The documentary, which premiered at the Sundance Film Festival in 2001, showed videotape footage of the alleged assault and contains a scene of Corben confronting then-Alachua County State Attorney Rod Smith in an attempt to get the top prosecutor to comment on his handling of the case. “We staked out Smith’s office, Mike Wallace-style,” Spellman said. 

After “Raw Deal” was released, the trio formed Miami Beach-based production company Rakontur and set out to make their next documentary, which would become the seminal hit “Cocaine Cowboys.” 

The 2006 film spawned sequels including a 2022 six-part Netflix series about Sal Magluta and Willy Falcon, a pair of Miami drug lords who ruled the Magic City in the late 1980s and early 1990s. The documentary scored an Edward R. Murrow Excellence in Video award. 

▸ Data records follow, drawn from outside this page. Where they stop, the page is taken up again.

PR #506, opened 2023-03-09
478 rise for time series

cwmeijer:
Add RISE for timeseries.

### DIFF
--- a/.bumpversion.cfg
+++ b/.bumpversion.cfg
@@ -1,5 +1,5 @@
 [bumpversion]
-current_version = 0.6.0
+current_version = 0.7.0
 
 [comment]
 comment = The contents of this file cannot be merged with that of setup.cfg until https://github.com/c4urself/bump2version/issues/185 is resolved
--- a/CITATION.cff
+++ b/CITATION.cff
@@ -41,7 +41,7 @@ authors:
     orcid: "https://orcid.org/0000-0002-7896-2969"
 
 doi: 10.5281/zenodo.5801485
-version: "0.6.0"
+version: "0.7.0"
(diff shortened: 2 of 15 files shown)


cwmeijer:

Rakontur has also produced a bevy of other award-winning documentaries, including one about the University of Miami football program and a 2022 Hulu release about the scandal that brought down evangelical rightwing leader Jerry Falwell Jr. and his wife Becki. 

Now, Corben is filling a void for in-your-face muckraking journalism, Spellman said. 

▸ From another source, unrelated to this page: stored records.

PR #508, opened 2023-03-13
Add pre-commit for linting/auto-formatting

### LINKED ISSUE #492: Code formatting and pre-commit hooks

### LINKED ISSUE #493: pylint configuration

### LINKED ISSUE #496: isort import error
Run isort --check-only dianna --diff
ERROR: /home/runner/work/dianna/dianna/dianna/visualization/timeseries.py Imports are incorrectly sorted and/or formatted.
--- /home/runner/work/dianna/dianna/dianna/visualization/timeseries.py:before	2023-03-03 09:54:58.284623
+++ /home/runner/work/dianna/dianna/dianna/visualization/timeseries.py:after	2023-03-03 09:57:00.2[15](https://github.com/dianna-ai/dianna/actions/runs/4322243331/jobs/7544416158#step:5:16)377
@@ -1,5 +1,7 @@
-from typing import Any, Dict, List, Optional
-
+from typing import Any
+from typing import Dict
+from typing import List
+from typing import Optional
 import matplotlib.pyplot as plt
 import numpy as np
 from matplotlib import cm
Error: Process completed with exit code 1.

stefsmeets:
This PR adds `pre-commit` as a tool for managing pre-commit hooks and code linting. It also replaces pylint by ruff as a linter. Ruff also sorts imports similar to `isort`. New checks can be enabled in `pyproject.toml`.

Running the linters now goes through [pre-commit](https://pre-commit.com/).

```
# staged files only
pre-commit

# all files
pre-commit run --all-files
```

You can enable automatic linting and code formatting with `pre-commit` on each commit:

```
pre-commit install
```

This replaces the git hook from before. The advantages are that this only checks changed files, issues are automatically fixed (if possibe/enabled), and it is much faster than prospector/pylint.

If you use the old hook, you will need to run:
```
git config --unset core.hooksPath
```

You can also install ruff locally (`pip install ruff`) and run it on the entire codebase: `ruff check dianna --fix`.

I also added `yapf` as a code formatter. At some point we should run yapf on the entire code base so that everyone is up-to-date. This may hurt a bit with open PRs, but the reward is that we no longer have to worry about code formatting / fighting with pylint. I will create a new PR once this one is accepted.

I realized I could not make this PR without fixing some standing issues to pass the linter, so I fixed some whitespace issues, added missing parameters in docstrings, and looked at all the pylint pragma's.

Closes #492 
Closes #493 
Closes #496


stefsmeets:
@cwmeijer Would you be willing to review this? Let me know what you think!

dianna/__init__.py
```diff
@@ -34,31 +33,30 @@
...
+        kwargs: These keyword parameters are passed on
 
     Returns:
         One heatmap (2D array) per class.
 
     """
     if method.upper() == "KERNELSHAP":
         # To avoid Access Violation on Windows with SHAP:
-        from onnx_tf.backend import prepare  # pylint: disable=import-outside-toplevel,unused-import
+        from onnx_tf.backend import prepare  # noqa: F401
```
cwmeijer, line 52: I would rather keep the human readable version. Is that something you can configure?
I'm surprised the linter instruction isn't removed at all for this line, because for instance in kernelshap and other places you are removing the ignore-unused-import instruction completely.

cwmeijer (changes requested):
Looks great!
I have to say that I don't fully understand what code is responsible for actually changing the code before a commit, but I'm sure you'll explain me soon ;-)
Could you have a look at my comment?

dianna/__init__.py
stefsmeets: Without the pragma, `ruff` replaces this entire import by `pass`, because the import is not used. This is what happened in all the other instances of `unused-import`.

For this instance I added back the noqa, because of the comment above. I guess there is some side effect from the import that dianna requires. 

I can't configure the noqa in a different way, this is the convention used by `ruff`.

stefsmeets:
Yeah, good question!

So what happens is that `pre-commit` checks which files have changed (essentially `git diff`). Every file that is changed gets passed to some hooks based on the file extension. For example, it does not make sense to pass a yaml or markdown file to a python linter.

Each of the hooks then runs on the changed files. These can then change the code if they wish. This is no different than running each of the hooks individually on the command line. Some simply emit warnings (like pylint), others also update the code. You will have to stage these again and if they pass without changes then the `pre-commit` hook is passed.

All these hooks are defined in: https://github.com/dianna-ai/dianna/blob/61fe210edb8c95e69e2b54bc6ea85cc3eb220c8e/.pre-commit-config.yaml

You'll notice there are some that check whether yaml files are valid (check-yaml), or whether the python code actually parses correcty (check-ast). Then there are the heavy lifters yapf and ruff which format and lint the code. I also tentatively added mypy, which we could enable at some point for type checking.

stefsmeets:
I guess we can enable mypy here as a step towards #85

dashboard/callbacks.py
```diff
@@ -176,11 +176,9 @@ def upload_label(filename):
 # these computations are cached in a globally available
 # redis memory store which is available across processes
 # and for all time.
-# pylint: disable=dangerous-default-value
-# pylint: disable=too-many-arguments
 @cache.memoize()
 def global_store_i(method_sel, model_path, image_test,
-                   labels=list(range(2)), axis_labels={2: 'channels'},
+                   labels=(0, 1), axis_labels={2: 'channels'},
```
egpbos, line 181: You can make it `[0, 1]` so that you needn't do the `labels = list(labels)` call below.

stefsmeets: It's dangerous to do that, and not recommended. A list is mutable and `labels` only gets initialized during import time. So if any function downstream updates the labels (i.e. `labels[0]='foo'`), your default arguments are now `labels=['foo', 1].

pyproject.toml
```diff
@@ -21,3 +21,77 @@ commands = pytest
...
+[tool.ruff]
+# Enable Pyflakes `E` and `F` codes by default.
+select = [
+    "F",  # Pyflakes
+    "E",  # pycodestyle (error)
+    "W",    # pycodestyle (warning)
+    # "C90",  # mccabe
+    "I",    # isort
+    "D",    # pydocstyle
+    # "PL",   # Pylint
```
egpbos, line 33: I would enable these as well. Pylint is complainy, and annoying, yes, but it is often right. I can imagine that within Ruff, only the most "right" ones are added anyway, so it's probably a good idea to have the Ruff-filtered Pylint complaints for sure.

The many "too many arguments" complaints that this PR removes, for instance: I think they make a lot of sense to think about. It's very easy to call functions with parameters in the wrong order. Mypy will help a bit with this, but if parameters have the same types, it doesn't. A potential fix is to use keyword-only arguments, but that makes your calls very long. An alternative is to use configuration objects, probably dicts or dataclasses. Dataclasses especially can be nice to pass along configuration between many functions in a consistent way, can check consistency internally with class methods, etc.

tests/test_kernelshap.py
```diff
@@ -16,7 +15,7 @@ def test_shap_segment_image(self):
         n_segments = 50
         compactness = 10.0
         sigma = 0
-        image_segments = explainer._segment_image(  # pylint: disable=protected-access
+        image_segments = explainer._segment_image(
```
egpbos, line 18: Here another very deserved complaint by pylint :) It's bad form to access "protected" functions. Sure, it is a test, in this case, but does it really make sense to have `_segment_image` protected? Usually, protected (or private with double underscore) functions are protected/private because they modify internal class/object properties that you don't want users to mess with. In this case that is totally not true: the function is static (so it changes nothing in objects) and in fact only passes along parameters to another, external function. There's no reason to keep it protected.

Note: I'm not trying to review the contents here, I'm just giving examples of pylint's justified complaining :D

dashboard/callbacks.py
egpbos: Ah great point, hadn't thought about that!

egpbos:
Super nice PR! Sorry for the unasked review, but I was just very interested to see how this would look in practice and in particular in DIANNA which I know well :) My only minor complaints are about disabling pylint complaints, as the examples above illustrate ;) I know there's always a trade-off with being realistic in terms of how much time you can spend on polishing. But DIANNA is growing into quite a big thing, so I would argue that in this case the strictest standards should be seriously considered.

pyproject.toml
stefsmeets: The pylint implementation of ruff is incomplete, which is why I have not enabled it. I'm afraid it will become too much of a moving target.

I agree that we should think about 'too many arguments', but if the solution is to slap on a `# pylint: too-many-arguments`, then this whole exercise is now a giant anti-pattern that we should try to avoid. It's also not necessarily bad to have too many arguments. The code still runs. Sometimes the work-arounds (i.e. passing around dataclasses and kwargs) are more harmful than what it tries to prevent.

egpbos: Yes true. I also don't like so much that you have to annotate the code to stop the complaints. Ideally, you'd have some central file where you list exceptions to strict checks. Then, perhaps, periodically, or when you are doing a major refactoring operation anyway, you can review all the warnings to easily find design-smells that perhaps you can fix in the same refactoring in one go. I still think it's good to check them, but maybe it could be a separate CI workflow as well. Probably, that one will be red most of the time then, but you can look at it every now and then.

cwmeijer (approved):

cwmeijer:
Sorry for the delay in approving. LGTM asap :-)

stefsmeets:
Cool, I will do a full re-format sometime next week.

Also a reminder to run:
```
git config --unset core.hooksPath
```
to remove the old hook.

“Billy, in a comedic and entertaining way, is stepping in to present local issues that people need to pay attention to,” Spellman said. “And he’s doing so in a more interactive, conversational way that shines a spotlight on people and issues that would normally fly under the radar and things people prefer to stay in the darkness.”

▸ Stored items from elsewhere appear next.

PR #533, opened 2023-03-28
Run CI only on PRs ready for review

### LINKED ISSUE #519: Fix github actions running when PR is in draft state
In #482 I intended to make a change so that the tests only run when the PR is marked as ready for review.  This saves CI use which in turn reduces the footprint of DIANNA 🌱

This does not happen at the moment, because I forgot to add the following line to the github actions:

```
jobs:
  build:
    name: ...
    if: github.event.pull_request.draft == false
    ...
```

stefsmeets:
This PR adds a line to only run the CI on PRs that are ready for review. For more info see the issue.

Closes #519

### DIFF
--- a/.github/workflows/build.yml
+++ b/.github/workflows/build.yml
@@ -15,8 +15,21 @@ on:
     - ready_for_review
 
 jobs:
+  build_single:
+    name: Build
+    if: github.event.pull_request.draft == true
+    runs-on: 'ubuntu-latest'
+    steps:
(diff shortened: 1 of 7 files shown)


stefsmeets:
@cwmeijer I updated the CI to always run linting / ubuntu with python 3.10 on all commits as we discussed.

cwmeijer (approved):
Looks great! No surprises. Makes a lot of sense. Thanks!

In recent days, Corben shook up the Miami-Dade Democratic Party by launching an insurgent bid against the election of Florida Sen. Shevrin Jones as the party’s chair. Along the way, Corben accused party leaders of being insensitive to their Jewish constituents by scheduling the election on Shabbat during Passover week.

Although #BecauseMiami and the activism that fuels it is Corben’s project, Spellman said he and Cypkin support and help out their Rakontur mate.

 “Obviously, David and I are taking a backseat role,” he said. “What Billy has done with Instagram and X, the podcast and his parody songs is wonderful, particularly in an age when local journalism is in decline and people are finding alternative sources of news.” 

Accusations of being a Paid Shill

Targeting public officials has put a bullseye on Corben. He’s faced a relentless barrage of accusations that he’s secretly getting paid by enemies of the politicians and bureaucrats he has raked over the coals. He’s also fallen victim to not-so-subtle anti-semitic dog whistles. 

Miami City Commissioner Joe Carollo, who represents a portion of Coconut Grove, has repeatedly accused Corben of being a hired gun for William Fuller and Martin Pinilla, a pair of developers with extensive real estate holdings in Little Havana. The duo also own Ball & Chain, a popular live music venue that city of Miami code enforcers and cops targeted for alleged building violations.  

Last year, Fuller and Pinilla won a $63.5 million verdict against Carollo after a federal jury found the commissioner had violated their first amendment rights by orchestrating a city code enforcement and police harassment campaign. Fuller and Pinilla’s alleged sin? They supported Carollo’s political opponent in 2017. 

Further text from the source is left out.